## WHAT NEEDS TO BE DONE
Return exactly the lines of the records below, starting at the line that contains "Or an even simpler" and ending at the line that contains "I think this", with both of those lines kept.
+++ INPUT DATA +++
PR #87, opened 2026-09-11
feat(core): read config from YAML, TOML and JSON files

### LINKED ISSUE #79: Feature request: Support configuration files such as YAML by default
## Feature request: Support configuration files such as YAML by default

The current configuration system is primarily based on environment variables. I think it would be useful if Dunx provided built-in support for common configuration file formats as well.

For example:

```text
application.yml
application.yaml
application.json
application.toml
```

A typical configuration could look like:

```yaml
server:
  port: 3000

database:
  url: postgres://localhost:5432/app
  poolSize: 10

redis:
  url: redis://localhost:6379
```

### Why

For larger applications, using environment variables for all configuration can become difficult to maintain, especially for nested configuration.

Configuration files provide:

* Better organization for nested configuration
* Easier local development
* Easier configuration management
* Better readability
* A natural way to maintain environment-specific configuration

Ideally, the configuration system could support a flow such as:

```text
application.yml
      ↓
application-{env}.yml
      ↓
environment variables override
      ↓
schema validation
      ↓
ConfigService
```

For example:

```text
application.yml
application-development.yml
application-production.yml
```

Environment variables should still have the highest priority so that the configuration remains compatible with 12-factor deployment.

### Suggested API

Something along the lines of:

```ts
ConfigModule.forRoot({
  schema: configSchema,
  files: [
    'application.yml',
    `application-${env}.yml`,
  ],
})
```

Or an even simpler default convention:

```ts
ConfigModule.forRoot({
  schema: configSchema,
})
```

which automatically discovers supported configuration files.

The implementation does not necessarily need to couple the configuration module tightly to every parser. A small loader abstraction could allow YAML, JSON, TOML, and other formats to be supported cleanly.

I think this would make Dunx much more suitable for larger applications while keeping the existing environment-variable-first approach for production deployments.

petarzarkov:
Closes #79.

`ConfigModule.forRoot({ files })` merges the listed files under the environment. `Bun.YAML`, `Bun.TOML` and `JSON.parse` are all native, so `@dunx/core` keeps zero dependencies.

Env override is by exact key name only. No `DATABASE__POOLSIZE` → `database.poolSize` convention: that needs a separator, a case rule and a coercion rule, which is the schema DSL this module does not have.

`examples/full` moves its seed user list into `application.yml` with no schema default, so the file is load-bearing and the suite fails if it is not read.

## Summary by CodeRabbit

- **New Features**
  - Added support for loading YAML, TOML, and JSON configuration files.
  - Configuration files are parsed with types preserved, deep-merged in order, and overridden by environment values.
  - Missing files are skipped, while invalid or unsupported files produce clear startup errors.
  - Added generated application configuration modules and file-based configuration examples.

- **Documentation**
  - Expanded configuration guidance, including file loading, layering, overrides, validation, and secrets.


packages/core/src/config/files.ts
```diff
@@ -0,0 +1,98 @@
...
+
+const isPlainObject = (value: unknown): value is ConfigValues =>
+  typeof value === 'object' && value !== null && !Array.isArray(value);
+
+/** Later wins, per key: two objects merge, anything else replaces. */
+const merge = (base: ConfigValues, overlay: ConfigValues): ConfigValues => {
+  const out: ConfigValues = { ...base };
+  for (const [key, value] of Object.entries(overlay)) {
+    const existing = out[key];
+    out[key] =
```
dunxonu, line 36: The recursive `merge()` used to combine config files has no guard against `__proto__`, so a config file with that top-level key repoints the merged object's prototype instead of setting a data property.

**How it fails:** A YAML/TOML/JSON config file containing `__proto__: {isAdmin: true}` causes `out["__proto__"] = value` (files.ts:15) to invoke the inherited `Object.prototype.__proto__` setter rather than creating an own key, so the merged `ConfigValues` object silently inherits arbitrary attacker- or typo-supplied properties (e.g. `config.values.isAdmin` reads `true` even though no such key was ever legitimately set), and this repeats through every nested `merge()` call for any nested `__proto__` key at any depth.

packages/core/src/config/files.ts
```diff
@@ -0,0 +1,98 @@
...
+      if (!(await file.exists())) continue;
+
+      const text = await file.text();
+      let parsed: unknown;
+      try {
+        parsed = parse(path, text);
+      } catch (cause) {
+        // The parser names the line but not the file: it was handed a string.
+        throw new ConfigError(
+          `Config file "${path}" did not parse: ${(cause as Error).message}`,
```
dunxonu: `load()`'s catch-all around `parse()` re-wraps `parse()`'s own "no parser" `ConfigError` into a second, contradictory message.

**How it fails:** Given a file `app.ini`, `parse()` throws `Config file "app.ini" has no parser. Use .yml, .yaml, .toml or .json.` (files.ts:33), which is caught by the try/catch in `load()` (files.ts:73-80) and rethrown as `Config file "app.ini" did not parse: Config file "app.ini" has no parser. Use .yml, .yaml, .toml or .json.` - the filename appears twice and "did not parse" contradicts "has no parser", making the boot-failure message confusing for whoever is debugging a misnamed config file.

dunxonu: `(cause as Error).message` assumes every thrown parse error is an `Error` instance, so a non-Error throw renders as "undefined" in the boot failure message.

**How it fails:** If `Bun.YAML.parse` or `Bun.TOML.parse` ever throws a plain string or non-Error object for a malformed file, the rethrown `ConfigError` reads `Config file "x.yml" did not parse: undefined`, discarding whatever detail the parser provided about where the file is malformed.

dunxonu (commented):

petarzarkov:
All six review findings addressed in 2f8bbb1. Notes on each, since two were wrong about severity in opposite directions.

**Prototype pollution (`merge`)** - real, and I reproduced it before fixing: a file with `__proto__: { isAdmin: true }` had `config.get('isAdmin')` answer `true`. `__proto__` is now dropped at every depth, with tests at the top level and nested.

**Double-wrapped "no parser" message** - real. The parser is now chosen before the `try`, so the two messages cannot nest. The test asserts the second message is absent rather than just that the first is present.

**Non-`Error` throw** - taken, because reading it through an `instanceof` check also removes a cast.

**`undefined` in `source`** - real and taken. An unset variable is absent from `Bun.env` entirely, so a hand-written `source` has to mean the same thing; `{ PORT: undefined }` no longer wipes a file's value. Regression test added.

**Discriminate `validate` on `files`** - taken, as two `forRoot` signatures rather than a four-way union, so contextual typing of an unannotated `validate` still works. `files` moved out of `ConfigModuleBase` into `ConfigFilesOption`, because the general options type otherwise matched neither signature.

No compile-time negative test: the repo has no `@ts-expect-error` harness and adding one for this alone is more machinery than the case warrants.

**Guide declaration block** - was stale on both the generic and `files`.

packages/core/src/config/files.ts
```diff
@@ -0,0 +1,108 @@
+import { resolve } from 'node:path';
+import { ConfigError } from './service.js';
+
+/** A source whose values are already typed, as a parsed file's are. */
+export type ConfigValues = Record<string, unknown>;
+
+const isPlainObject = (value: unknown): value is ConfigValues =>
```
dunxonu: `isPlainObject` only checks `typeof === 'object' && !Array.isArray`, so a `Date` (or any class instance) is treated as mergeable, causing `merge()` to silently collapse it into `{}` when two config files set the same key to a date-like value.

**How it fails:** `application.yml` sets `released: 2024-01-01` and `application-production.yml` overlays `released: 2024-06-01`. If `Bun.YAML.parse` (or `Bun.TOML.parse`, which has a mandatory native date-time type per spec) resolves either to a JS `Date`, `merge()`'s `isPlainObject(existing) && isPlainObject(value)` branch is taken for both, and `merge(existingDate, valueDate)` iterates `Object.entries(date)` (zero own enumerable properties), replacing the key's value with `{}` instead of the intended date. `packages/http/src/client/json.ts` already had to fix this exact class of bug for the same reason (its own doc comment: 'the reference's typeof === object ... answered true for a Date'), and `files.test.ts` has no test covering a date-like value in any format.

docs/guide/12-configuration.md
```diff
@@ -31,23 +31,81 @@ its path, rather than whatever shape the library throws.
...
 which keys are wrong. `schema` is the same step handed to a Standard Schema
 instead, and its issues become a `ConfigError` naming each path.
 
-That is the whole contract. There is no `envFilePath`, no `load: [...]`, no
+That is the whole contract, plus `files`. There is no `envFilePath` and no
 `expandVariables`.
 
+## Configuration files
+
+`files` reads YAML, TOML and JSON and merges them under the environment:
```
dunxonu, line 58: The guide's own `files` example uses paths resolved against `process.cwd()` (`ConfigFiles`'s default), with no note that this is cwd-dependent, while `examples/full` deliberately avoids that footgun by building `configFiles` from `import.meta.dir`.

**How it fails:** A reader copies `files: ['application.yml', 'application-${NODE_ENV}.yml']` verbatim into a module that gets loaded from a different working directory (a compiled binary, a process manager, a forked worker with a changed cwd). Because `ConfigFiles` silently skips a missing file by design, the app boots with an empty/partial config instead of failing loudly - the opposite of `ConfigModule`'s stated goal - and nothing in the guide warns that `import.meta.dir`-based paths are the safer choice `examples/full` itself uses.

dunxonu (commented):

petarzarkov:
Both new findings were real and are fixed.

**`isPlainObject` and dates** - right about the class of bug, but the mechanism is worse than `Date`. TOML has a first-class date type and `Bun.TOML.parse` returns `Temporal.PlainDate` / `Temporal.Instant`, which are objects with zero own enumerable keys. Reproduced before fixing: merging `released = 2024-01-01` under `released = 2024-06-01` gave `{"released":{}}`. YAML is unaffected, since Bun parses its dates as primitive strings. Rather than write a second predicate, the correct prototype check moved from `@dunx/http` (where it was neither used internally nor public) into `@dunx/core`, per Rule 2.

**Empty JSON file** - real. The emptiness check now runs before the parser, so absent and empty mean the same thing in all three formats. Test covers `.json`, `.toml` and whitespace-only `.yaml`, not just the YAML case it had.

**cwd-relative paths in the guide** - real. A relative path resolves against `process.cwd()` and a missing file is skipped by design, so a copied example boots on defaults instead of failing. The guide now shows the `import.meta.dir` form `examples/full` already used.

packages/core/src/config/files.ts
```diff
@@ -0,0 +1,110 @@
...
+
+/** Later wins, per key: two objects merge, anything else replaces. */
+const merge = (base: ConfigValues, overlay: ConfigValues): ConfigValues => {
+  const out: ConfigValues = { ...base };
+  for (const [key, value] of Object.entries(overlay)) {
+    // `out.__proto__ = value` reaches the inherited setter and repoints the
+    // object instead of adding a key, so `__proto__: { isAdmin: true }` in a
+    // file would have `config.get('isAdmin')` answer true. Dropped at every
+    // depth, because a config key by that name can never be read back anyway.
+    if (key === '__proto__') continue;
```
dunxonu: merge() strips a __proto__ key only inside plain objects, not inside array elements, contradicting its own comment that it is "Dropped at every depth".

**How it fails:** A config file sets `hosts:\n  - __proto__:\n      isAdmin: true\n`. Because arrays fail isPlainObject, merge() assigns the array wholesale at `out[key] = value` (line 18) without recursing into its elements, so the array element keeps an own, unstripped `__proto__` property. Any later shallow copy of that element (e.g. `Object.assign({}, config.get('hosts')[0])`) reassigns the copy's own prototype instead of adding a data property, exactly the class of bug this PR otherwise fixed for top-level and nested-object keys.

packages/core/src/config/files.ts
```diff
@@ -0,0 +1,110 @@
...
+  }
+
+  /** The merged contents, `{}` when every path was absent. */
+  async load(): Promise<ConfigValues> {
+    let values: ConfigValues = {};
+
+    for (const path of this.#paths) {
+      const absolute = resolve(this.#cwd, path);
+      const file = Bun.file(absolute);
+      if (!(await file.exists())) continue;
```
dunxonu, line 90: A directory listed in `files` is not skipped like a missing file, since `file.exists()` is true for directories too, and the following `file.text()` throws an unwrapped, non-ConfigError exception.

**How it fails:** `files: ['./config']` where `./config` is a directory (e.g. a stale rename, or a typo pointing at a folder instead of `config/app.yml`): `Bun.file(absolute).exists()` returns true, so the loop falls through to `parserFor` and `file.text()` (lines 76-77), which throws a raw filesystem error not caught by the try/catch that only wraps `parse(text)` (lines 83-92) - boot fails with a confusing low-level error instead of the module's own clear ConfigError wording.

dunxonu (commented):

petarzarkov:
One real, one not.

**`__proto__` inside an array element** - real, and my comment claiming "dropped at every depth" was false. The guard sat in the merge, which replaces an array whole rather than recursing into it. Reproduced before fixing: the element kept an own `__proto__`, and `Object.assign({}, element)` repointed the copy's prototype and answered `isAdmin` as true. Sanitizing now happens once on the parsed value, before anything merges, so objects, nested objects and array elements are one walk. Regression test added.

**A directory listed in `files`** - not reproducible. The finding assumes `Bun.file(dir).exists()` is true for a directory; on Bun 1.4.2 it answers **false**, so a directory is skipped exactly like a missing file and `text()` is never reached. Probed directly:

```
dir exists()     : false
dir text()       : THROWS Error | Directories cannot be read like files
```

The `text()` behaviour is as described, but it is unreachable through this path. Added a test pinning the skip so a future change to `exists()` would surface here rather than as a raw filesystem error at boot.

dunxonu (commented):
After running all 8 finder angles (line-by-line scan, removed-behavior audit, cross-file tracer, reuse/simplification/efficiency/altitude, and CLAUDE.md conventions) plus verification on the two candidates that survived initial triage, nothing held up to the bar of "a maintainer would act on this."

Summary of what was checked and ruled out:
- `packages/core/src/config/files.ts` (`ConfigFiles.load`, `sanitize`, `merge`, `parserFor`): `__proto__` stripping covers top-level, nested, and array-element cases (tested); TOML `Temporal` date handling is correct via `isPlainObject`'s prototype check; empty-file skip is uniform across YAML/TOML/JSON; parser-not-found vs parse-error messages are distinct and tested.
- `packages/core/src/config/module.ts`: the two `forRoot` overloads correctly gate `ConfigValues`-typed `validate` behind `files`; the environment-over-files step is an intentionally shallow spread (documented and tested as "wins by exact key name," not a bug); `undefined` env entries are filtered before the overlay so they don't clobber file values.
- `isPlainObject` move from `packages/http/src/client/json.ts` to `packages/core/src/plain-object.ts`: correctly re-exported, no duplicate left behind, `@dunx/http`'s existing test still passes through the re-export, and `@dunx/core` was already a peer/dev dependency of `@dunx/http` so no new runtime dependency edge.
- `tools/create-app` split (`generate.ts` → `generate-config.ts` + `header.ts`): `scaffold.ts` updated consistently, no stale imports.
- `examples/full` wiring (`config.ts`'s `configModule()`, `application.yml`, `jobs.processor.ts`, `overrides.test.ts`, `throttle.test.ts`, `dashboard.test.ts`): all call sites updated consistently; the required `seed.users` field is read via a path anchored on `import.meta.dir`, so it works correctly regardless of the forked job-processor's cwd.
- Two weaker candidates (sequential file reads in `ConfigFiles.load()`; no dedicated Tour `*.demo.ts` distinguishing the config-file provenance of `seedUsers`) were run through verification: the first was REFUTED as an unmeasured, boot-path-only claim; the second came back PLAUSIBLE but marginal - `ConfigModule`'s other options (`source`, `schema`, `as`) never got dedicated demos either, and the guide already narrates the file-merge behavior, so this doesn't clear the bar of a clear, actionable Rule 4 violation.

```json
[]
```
+++
+++ INPUT DATA +++
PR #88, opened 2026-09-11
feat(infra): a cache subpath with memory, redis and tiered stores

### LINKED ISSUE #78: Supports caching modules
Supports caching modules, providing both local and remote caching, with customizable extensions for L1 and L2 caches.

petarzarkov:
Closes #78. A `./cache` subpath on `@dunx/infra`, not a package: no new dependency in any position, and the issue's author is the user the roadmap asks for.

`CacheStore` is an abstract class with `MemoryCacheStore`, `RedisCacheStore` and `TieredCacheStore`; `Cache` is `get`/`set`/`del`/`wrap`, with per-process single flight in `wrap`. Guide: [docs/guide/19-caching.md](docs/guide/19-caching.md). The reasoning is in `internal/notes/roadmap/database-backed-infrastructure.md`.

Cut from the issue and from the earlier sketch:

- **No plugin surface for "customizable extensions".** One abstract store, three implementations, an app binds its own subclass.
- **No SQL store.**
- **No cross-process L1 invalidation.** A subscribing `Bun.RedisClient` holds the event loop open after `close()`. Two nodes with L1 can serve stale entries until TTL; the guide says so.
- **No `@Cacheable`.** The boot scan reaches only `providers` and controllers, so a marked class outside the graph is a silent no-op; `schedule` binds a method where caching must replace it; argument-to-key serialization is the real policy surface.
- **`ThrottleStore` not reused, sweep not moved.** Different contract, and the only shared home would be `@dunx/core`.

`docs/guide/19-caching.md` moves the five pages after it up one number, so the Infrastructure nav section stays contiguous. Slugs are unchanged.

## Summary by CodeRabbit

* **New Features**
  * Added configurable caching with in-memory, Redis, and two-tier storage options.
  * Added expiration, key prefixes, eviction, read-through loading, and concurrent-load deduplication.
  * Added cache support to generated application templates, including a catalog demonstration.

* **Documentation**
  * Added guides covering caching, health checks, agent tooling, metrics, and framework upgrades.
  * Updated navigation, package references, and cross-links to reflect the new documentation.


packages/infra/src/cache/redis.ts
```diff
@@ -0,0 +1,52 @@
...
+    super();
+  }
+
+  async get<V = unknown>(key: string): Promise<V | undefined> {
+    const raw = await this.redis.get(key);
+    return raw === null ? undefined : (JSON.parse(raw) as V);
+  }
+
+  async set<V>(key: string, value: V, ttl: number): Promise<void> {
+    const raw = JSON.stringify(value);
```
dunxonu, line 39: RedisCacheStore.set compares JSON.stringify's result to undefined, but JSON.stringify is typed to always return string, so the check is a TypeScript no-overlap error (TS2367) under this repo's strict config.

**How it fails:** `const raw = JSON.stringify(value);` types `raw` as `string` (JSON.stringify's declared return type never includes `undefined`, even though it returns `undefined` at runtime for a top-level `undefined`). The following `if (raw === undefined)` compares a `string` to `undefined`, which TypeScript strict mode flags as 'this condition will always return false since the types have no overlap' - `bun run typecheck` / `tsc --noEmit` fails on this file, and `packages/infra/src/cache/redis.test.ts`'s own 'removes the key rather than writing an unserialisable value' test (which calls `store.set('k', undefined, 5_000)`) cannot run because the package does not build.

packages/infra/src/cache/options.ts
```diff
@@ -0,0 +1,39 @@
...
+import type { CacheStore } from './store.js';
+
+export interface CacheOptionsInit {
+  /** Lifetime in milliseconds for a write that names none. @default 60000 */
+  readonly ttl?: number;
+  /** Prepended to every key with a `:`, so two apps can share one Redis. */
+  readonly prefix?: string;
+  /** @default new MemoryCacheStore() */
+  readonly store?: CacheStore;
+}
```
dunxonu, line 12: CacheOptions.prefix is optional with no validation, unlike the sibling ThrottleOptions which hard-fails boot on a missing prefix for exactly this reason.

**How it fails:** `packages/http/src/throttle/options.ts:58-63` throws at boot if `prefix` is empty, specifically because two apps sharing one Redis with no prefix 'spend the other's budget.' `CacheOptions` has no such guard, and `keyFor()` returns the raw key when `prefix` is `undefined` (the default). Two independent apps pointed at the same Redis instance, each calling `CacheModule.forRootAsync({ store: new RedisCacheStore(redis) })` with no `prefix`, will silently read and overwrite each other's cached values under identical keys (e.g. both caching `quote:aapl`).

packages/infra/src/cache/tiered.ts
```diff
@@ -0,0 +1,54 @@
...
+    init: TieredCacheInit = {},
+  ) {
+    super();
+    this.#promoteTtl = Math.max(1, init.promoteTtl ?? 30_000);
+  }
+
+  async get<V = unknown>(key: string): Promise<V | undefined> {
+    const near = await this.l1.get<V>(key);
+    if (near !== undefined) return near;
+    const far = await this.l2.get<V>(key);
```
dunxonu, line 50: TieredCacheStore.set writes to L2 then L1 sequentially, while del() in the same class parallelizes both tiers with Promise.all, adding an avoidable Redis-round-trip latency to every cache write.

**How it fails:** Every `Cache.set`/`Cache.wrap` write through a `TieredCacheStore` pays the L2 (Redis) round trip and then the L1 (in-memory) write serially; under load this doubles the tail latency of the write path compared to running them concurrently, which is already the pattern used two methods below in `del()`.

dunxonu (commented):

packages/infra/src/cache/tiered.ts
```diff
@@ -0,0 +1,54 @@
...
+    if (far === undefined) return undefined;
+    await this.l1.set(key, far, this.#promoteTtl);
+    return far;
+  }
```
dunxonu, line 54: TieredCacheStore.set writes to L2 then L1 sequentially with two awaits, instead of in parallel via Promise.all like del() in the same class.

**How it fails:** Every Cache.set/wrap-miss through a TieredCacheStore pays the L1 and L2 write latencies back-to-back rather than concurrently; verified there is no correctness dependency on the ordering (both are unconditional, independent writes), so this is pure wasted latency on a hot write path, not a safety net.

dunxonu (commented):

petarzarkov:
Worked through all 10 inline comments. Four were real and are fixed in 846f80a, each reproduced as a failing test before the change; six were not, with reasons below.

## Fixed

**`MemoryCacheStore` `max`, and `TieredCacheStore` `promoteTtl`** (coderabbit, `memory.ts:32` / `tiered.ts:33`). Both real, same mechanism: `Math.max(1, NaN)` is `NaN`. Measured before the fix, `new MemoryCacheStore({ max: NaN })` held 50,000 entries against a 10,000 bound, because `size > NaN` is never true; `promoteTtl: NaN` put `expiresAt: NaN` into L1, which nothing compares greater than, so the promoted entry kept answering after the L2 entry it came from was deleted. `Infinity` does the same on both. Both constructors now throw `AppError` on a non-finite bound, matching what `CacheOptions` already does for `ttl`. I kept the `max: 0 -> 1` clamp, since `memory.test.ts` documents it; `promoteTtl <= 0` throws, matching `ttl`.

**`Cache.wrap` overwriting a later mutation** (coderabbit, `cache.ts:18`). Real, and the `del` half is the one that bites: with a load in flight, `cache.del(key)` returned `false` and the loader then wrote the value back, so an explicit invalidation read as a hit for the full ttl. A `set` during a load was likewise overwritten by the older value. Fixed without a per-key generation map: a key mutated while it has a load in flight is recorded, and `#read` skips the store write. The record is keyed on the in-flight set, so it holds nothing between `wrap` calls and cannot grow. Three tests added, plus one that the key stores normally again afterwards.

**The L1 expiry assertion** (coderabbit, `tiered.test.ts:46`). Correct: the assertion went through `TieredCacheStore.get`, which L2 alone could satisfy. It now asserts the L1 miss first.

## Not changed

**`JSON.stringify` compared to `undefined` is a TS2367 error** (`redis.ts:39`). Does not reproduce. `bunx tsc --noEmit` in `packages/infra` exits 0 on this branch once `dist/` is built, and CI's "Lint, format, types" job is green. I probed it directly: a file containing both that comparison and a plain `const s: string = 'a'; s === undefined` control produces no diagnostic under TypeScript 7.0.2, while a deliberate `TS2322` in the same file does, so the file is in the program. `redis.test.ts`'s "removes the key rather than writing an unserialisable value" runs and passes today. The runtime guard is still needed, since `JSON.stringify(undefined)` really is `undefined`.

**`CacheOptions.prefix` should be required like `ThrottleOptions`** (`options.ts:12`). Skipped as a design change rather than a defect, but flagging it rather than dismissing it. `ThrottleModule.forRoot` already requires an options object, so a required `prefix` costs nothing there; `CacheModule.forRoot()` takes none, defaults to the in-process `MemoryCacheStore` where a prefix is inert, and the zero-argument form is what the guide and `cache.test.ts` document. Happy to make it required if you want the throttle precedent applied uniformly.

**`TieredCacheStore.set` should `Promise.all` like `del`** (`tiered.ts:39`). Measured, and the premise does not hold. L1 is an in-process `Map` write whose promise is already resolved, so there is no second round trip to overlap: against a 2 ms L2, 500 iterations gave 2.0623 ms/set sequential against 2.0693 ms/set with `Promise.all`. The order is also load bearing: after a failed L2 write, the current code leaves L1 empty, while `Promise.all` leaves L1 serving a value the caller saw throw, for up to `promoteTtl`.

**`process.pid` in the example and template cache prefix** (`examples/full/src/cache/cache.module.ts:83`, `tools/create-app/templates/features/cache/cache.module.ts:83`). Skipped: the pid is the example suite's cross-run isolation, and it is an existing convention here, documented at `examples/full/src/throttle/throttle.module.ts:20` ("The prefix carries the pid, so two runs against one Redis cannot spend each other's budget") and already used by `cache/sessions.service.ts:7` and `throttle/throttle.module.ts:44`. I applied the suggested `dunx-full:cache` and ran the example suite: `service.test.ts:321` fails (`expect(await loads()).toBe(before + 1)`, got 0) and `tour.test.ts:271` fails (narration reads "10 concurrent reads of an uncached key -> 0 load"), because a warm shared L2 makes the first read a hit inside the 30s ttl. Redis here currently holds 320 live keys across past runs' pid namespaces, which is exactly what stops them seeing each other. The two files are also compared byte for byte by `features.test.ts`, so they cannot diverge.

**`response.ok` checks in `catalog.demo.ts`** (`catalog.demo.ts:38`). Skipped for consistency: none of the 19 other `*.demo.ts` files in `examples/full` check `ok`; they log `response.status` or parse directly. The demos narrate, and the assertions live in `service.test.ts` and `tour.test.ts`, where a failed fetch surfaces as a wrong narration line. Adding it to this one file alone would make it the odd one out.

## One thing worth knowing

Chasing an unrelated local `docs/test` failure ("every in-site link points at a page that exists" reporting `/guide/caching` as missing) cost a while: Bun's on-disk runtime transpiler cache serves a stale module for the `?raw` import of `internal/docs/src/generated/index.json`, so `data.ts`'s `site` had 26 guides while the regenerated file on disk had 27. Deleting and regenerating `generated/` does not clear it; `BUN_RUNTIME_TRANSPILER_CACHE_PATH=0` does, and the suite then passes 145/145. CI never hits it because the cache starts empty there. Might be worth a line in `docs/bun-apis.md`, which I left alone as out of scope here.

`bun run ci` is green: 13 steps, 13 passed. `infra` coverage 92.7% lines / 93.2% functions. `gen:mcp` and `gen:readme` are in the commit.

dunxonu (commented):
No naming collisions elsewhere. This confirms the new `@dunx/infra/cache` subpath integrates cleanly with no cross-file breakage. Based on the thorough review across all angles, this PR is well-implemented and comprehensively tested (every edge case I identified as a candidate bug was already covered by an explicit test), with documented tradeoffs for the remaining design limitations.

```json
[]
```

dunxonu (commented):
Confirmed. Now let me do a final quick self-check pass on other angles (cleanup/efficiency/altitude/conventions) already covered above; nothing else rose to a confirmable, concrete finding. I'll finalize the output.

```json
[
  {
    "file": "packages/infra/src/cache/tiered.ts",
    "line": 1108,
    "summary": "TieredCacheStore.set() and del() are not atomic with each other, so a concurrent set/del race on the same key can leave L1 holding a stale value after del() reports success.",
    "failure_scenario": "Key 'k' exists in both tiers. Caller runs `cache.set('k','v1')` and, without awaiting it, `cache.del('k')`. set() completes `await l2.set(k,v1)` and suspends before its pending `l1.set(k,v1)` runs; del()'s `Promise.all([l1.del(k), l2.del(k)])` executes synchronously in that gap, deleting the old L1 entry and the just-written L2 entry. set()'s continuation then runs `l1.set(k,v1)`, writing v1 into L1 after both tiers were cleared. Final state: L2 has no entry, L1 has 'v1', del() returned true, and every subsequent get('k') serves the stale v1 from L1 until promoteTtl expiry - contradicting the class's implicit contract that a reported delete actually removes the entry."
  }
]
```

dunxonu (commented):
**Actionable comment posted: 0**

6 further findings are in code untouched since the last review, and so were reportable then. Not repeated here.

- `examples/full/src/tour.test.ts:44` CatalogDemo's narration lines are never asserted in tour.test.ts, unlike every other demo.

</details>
+++
## FINISHED TASK
Or an even simpler default convention:

```ts
ConfigModule.forRoot({
  schema: configSchema,
})
```

which automatically discovers supported configuration files.

The implementation does not necessarily need to couple the configuration module tightly to every parser. A small loader abstraction could allow YAML, JSON, TOML, and other formats to be supported cleanly.

I think this would make Dunx much more suitable for larger applications while keeping the existing environment-variable-first approach for production deployments.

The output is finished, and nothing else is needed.